I had no idea that I would be such a part of the decision of Roe v Wade while learning in History class of the decision our country made and what really happens from an abortion.   No one spoke to me at the clinic.  There were 3 nurses and a Dr .  No sedation or anesthesia for pain.  Two nurses held me down.  Horrified over what was happening to me and my baby I began to cry out.  A nurse placed a washcloth in my mouth telling me to bite down on it , My screams were stifled    There were so many women in recliners crying and in pain.  Now, the problem was solved  I was told and we would never speak of it again.  
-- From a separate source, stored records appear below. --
Issue #2203, opened 2026-03-31
set up merge queue


cyrus-:
we tried this before but there were some issues that need to be resolved

7h3kk1d:
# CI/CD Long-Term Plan


## Goals

- Separate workflows for build vs. deploy.
- Native GitHub merge queue on `dev`, gated on tests.
- Branch deploys remain fast — **not** gated on tests.
- Faster status-check feedback (fmt/build/quick-tests) before slow tests finish.
- Minimize total CI wall time. Opam/OCaml setup is the biggest current cost.
- Keep the public URL contract: `hazel.org/build/<branch_name>` must continue to work.
- Open to changing the deploy mechanism and/or the structure of `hazelgrove/build`.

## Current pain points

1. **Single monolithic job** — build, deploy, test, coverage all in one job. Test failure means the bad code already deployed; deploy failure means tests didn't run; any step's flake restarts everything.
2. **Opam/OCaml setup dominates wall time** — every run does opam install + zarith setup + release build cold. The `_opam` cache helps but only when the lockfile is unchanged; setup-ocaml's compiler restore is still ~1–2 min minimum.
3. **No artifact reuse** — every push to every branch rebuilds the world independently. Two branches sharing a base commit don't share build output.
4. **Push-to-build-repo is a serialization bottleneck** — even with the per-branch concurrency fix (#2272), all deploys contend on `hazelgrove/build`'s `main` ref. The retry-with-rebase loop handles it, but the build repo also keeps growing (~400 branch directories today).
5. **Build repo is approaching GitHub's repo size limit** — every branch's artifacts accumulate in one git history. We will eventually run out of space; pruning is manual and disruptive.
6. **No merge queue** — PRs can pass CI individually but break `dev` when merged together (semantic conflicts, dependency drift).
7. **Merge queue's temp branches would deploy.** GitHub creates `gh-readonly-queue/<base>/pr-<n>-<sha>` and pushes to them; the current `on: [push]` workflow would deploy these. This is what blocked previous merge-queue adoption.

## Proposed shape

### Workflow graph

Three workflows + one composite action.

**Composite action `.github/actions/setup-hazel-toolchain`**: encapsulates node setup, OCaml setup, opam cache restore, opam archive repo, deps install, zarith setup. Single source of truth for the slow part. Versioned, reusable across `ci.yml` and `deploy.yml`.

**`ci.yml`** — triggers: `pull_request`, `push` (scoped to `dev` only), `merge_group`.

[...]

PR #2422, opened 2026-08-03
ci: fix Actions cache eviction, split into independent jobs, enforce release warnings on test/

### LINKED ISSUE #2334: CI: in-place opam-repository edits can retroactively break our lock file
## What happened

On 2026-06-03 every CI run on every branch started failing at `opam install . --deps-only --with-test --locked`:

```
[ERROR] Package conflict!
  * No agreement on the version of conf-pkg-config:
    - deps-of-hazel → conf-libssl >= 4 → conf-pkg-config >= 5
    - deps-of-hazel → conf-pkg-config = 4
```

ocaml/opam-repository#29976 edited already-published package versions in place: `conf-libssl.4`, `conf-libffi.2.0.0`, and `conf-zlib.1` now require `conf-pkg-config >= 5`, conflicting with our locked `conf-pkg-config = 4`. Fixed by #2333, but nothing prevents a recurrence — opam package metadata is mutable, and upstream routinely edits existing versions (especially of virtual `conf-*` packages) rather than cutting new ones.

## Why this hurts

- It breaks **all** branches simultaneously, not just dependency-update PRs — unrelated work gets red CI overnight with no code change on our side.
- The breakage is external and time-triggered, so bisecting our history finds nothing.

## Proposal: pin the opam repository to a commit SHA in CI

`ocaml/setup-ocaml@v3` accepts an `opam-repositories:` input, so workflows could use `https://github.com/ocaml/opam-repository#<sha>`. The daily `update_deps` workflow would bump the SHA alongside the regenerated lock file, so upstream changes only ever land (and fail) in the `bot-update-deps` PR, never on existing branches.

Note on why we'd want both the SHA pin *and* the lock file: an opam lock file pins which versions the solver picks, but not their metadata — the repository can edit a published version's dependencies after the fact (no content hashes, unlike npm/cargo lock files). The repo SHA freezes the metadata; the lock file freezes the version selection and keeps installs reproducible for local development against the default repo. Each covers a hole the other leaves open.

Maintenance cost: the pin lives in several workflow files unless factored out (e.g. into a single env/var or composite action), and the `opam-repository-archive` repo we also add would ideally be pinned the same way.

Refs: #2333, ocaml/opam-repository#29976

### LINKED ISSUE #2456: CI: release-profile warnings aren't enforced on test/, so warning cruft accumulates there
## Problem

The `release` profile promotes OCaml warnings to errors, and that's the pass that gates PRs. But CI only ever compiles `test/` under the **dev** profile, which is deliberately lax. So warnings in `test/` print into the job log and the job still goes green.

### Concrete example

[Run 32063723487 / job 95490665795](https://github.com/hazelgrove/hazel/actions/runs/32063723487/job/95490665795?pr=2435) (PR #2435) concluded **success**. Its `Run Tests` step printed, twice:

```
Warning 33 [unused-open]: unused open Dune__exe.EditingPrelude.
```

(`test/Test_ReparseDocSlides.re:10`.) Compile the exact same tree under `release` and it's a hard error:

```console
$ dune build test/haz3ltest.bc.js --profile release
File "test/Test_ReparseDocSlides.re", line 10, characters 0-19:
10 | open EditingPrelude;
     ^^^^^^^^^^^^^^^^^^^
Error (warning 33 [unused-open]): unused open Dune__exe.EditingPrelude.
$ echo $?
1
```

## Why it happens

`.github/workflows/deploy_branches.yml` has two build steps, and neither compiles `test/` strictly:

| Step | Command | Profile | Covers |
| --- | --- | --- | --- |
| `Build Release` | `dune build @src/fmt --auto-promote src --profile release` | release | **`src` only** |
| `Run Tests` | `make ci` &rarr; `dune runtest --instrument-with bisect_ppx --force` | **dev** (no `--profile`, so the default) | `src` + `test` |

`test/` is the only source tree in the repo with a `dune` file that never sees `--profile release`.

To be clear, the dev/release split is working as designed and is worth keeping &mdash; dev's laxness is what makes local iteration fast (`src/util/dune` states it outright: dev `-warn-error -A`, release `-warn-error +A-58`; elsewhere dune's own per-profile defaults do the same job). The bug is only that the strict pass is *scoped* to `src`.

## Current debt

Exactly **one** error today, on a clean `test/` rebuild under release (dune keeps going past the first error by default &mdash; `--stop-on-first-error` is opt-in): the `Test_ReparseDocSlides.re:10` unused open above. That's small enough to fix in the same PR that adds the gate, which is the argument for doing it now rather than after it grows.

## Possible fixes

1. **Extend the release build to cover `test`** &mdash; `dune build @src/fmt --auto-promote src test --profile release`. One-line change, gates everything. Cost: `test/` gets compiled twice per run (once under release for the gate, once under dev + `bisect_ppx` for coverage).
2. **A dedicated strict step/target** &mdash; e.g. a `make ci-strict` running `dune build test --profile release`, kept separate from the instrumented coverage run.
3. **Not** making dev strict for `test/` &mdash; that would defeat the purpose of the dev profile locally.

No dune changes are needed either way: `test/dune` has no `(env)` stanza, so it already inherits dune's strict release defaults. Only CI's scoping has to change.

## Related

- **#2422** (`ci-cache-and-job-split`) is already reorganising these jobs into separate deploy/test steps and drops `--auto-promote` from the CI entry points &mdash; probably the natural place to land this.
- Same root cause, adjacent gap: the release step checks `@src/fmt` but not `@test/fmt`, *and* passes `--auto-promote`, so formatting violations in either tree get silently rewritten in a throwaway checkout instead of reported.

7h3kk1d:
Part of the CI/CD plan on #2203. Closes #2456.

## What changed

- **Replaced the one serial job with three independent ones.** `Build and Deploy Hazel` was a
  single 21–31.5 min job that published the preview and *then* ran the tests — one check covering
  everything, with the test result buried after a deploy that had already happened. Now
  `Fast checks`, `Full tests` and `Deploy branch preview` are three jobs with no `needs:` between
  them. Each re-runs alone, so a flaky suite costs one job rather than another deploy and another
  30 minutes, and the fast signal comes back in ~4 minutes instead of at the end of the full run.

- **Turned off `setup-ocaml`'s dune cache and made the opam switch cache single-writer.** Its
  entries are keyed on the run id, so they never hit, and 10.24 GiB of them were evicting the
  `_opam` switch from a 10 GiB budget. The switch cache is now `restore` + `save` with
  `dev`/`bot-update-deps` as the only writers, plus `restore-keys` for a warm start after a
  lockfile bump.

  Caching the switch ourselves is deliberate and unsupported: `setup-ocaml` declines to do it
  (ocaml/setup-ocaml#1098), on the grounds that cached dependencies drift from opam-repository.
  We take that trade knowingly — it moves `Install dependencies` from 3–7.5 min to ~6 s, which is
  what sets how long we wait for a deploy and for static-check feedback — and the lock file bounds
  the risk. It doesn't eliminate it: in-place edits to already-published packages have broken us
  before (#2334).
- **Added `make ci-check` to enforce release warnings on `test/`** (#2456). `dune build @check
  --profile release` type-checks both trees without linking — 21 s, no second build of the test
  bundle. Warnings in `test/` previously printed and passed.
- **Made test failures produce a non-zero exit code.** Alcotest is run with `and_exit:false` so
  the JUnit report can be written first, and junit_alcotest hands the outcome back as a function
  to call afterwards — the only thing that propagates a failure. `test/haz3ltest.re` discarded
  it, so the test binary exited 0 whatever happened, and every entry point keyed on that exit
  code passed on a red suite: `dune runtest`, `make ci`, `make test`, `make test-quick` and
  `./run_tests`.
- **Published the test reports as check runs** (`use-actions-summary: false`). The default writes
  results to the run's job summary and creates no check run, so `Test Report` never appeared in a
  PR's check list — nothing to click through to, no inline annotations on failing tests, and
  nothing that could be named as a required status on `dev`.

## What runs where

```
checks.yml   ── on: workflow_call                       the definitions, one copy
   ├── Fast checks       fmt → make ci-check → make ci-quick → Quick Test Report
   └── Full tests        make ci → Test Report → Codecov

ci.yml       ── on: push, except gh-readonly-queue/** | merge_group
   └── calls checks.yml

fork-ci.yml  ── on: pull_request, if the pull request comes from a fork
   └── calls checks.yml, with the report and coverage steps off

deploy.yml   ── on: push, except gh-readonly-queue/**
   └── Deploy branch preview    release build → hazel.org/build/<branch>
```

Every filter is a trigger rather than an `if:`, which leaves **two conditionals in the whole
system**: the fork test, and one input that turns off the report check runs and the Codecov
upload for forks, whose `GITHUB_TOKEN` is read-only and which get no secrets.

**`ci.yml` has no `pull_request` trigger on purpose.** A same-repo pull request fires both it and
`push` for the same commit, so the full suite would run twice. Forks are the only case `push`
cannot see — a fork's pushes happen in the fork — and `fork-ci.yml` covers them.

**Fork PRs gain CI.** Today's `deploy_branches.yml` is `on: [push]`, so fork PRs get no checks at
all; 3 of the last 200 PRs here came from forks. They now get `Fast checks` and `Full tests`,
without the report check runs their token can't create. They still get no branch preview.

**No merge queue exists yet**, but both `ci.yml` triggers are load-bearing once one does. A queue
pushes its `gh-readonly-queue/**` branch, yet Actions only reports status into the queue from a
`merge_group` run — so the trigger is what makes the queue's checks exist, and `branches-ignore`
is what stops the same commit being checked twice and a speculative merge being published as a
preview. Turning the queue on is #2203 phase 4.

**Why formatting, warnings and the quick suite share a job.** Every job installs OCaml and the
dependencies independently, ~2 min warm and 5–9 min cold, which is more than those three checks
cost to run. Splitting them would buy precise names and precise retry for roughly double the
wall clock. Worth revisiting after the build-once artifact work in the follow-ups, which is what
makes extra jobs cheap.

`Build release` is no longer a separate gate — the deploy job runs the same command. That leaves
`src/web`'s `main` and `worker` jsoo executables unlinked on fork PRs and in the merge queue,
which we're accepting until it causes a problem; `Full tests` still links the `web` library
through the test bundle.

## Notes for merge

- **`make test` and `./run_tests` now fail on a red suite.** That's the point, but it may surface
  failures that have been passing silently across the open PRs — #2128's evaluator/stepper QCheck
  flake most likely.
- The strict formatting gate wasn't in the original plan and can turn other branches red. Easy to
  drop.
- **The warm-cache win can't be demonstrated until this reaches `dev`.** Only `dev` and
  `bot-update-deps` write the switch cache, so the first push after merging populates
  `Linux-opam-*` and the *second* is where `Install dependencies` should fall to single digits.
- **Branch protection and the merge queue are both future work** (#2203 phase 4). When you set
  them up, the required checks are named `CI / checks / Fast checks` and `CI / checks / Full
  tests` — the reusable-workflow nesting makes those non-obvious, so it's noted in `ci.yml` too.
  The `merge_group` path is the one thing here that can't be exercised until a queue exists.
- ~~Also pins the opam repository, resolving #2334.~~ Reverted in bd8c01b3b2 — a separate concern
  that made this harder to review. #2334 stays open and gets its own PR.


7h3kk1d:
I'm going to remove the opam pinning from here. It makes it more complicated. We can do that in a followup.

disconcision (approved):
i dont feel fully qualified to review this but ive read through it and it seems conceptually sound. all of the changes seem decidedly for the better. mixed feelings about tripling our number of yaml files but it is what it is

My spirit broken, I was numb.  I just blocked out the abortion.  The bizarre night behavior started.   I developed an eating disorder,  had unhealthy relationships and promiscuity.   Even after taking leaves from work to be hospitalized  three (3) times and five (5) outpatient programs I never once told anyone that I had an abortion.  

I began counseling at my church. I attended a retreat for healing that gave me strength to face my wounds, shame and suffering and taught me the love of God and His forgiveness.   

After 40 yrs, I have no guilt or shame.  I do not fear the dark and am surrounded by a great light from God.  I am whole again.  I share these wounds with other’s to know that there is healing after abortion   I walk in the Light!  And this is why, I am Silent No More!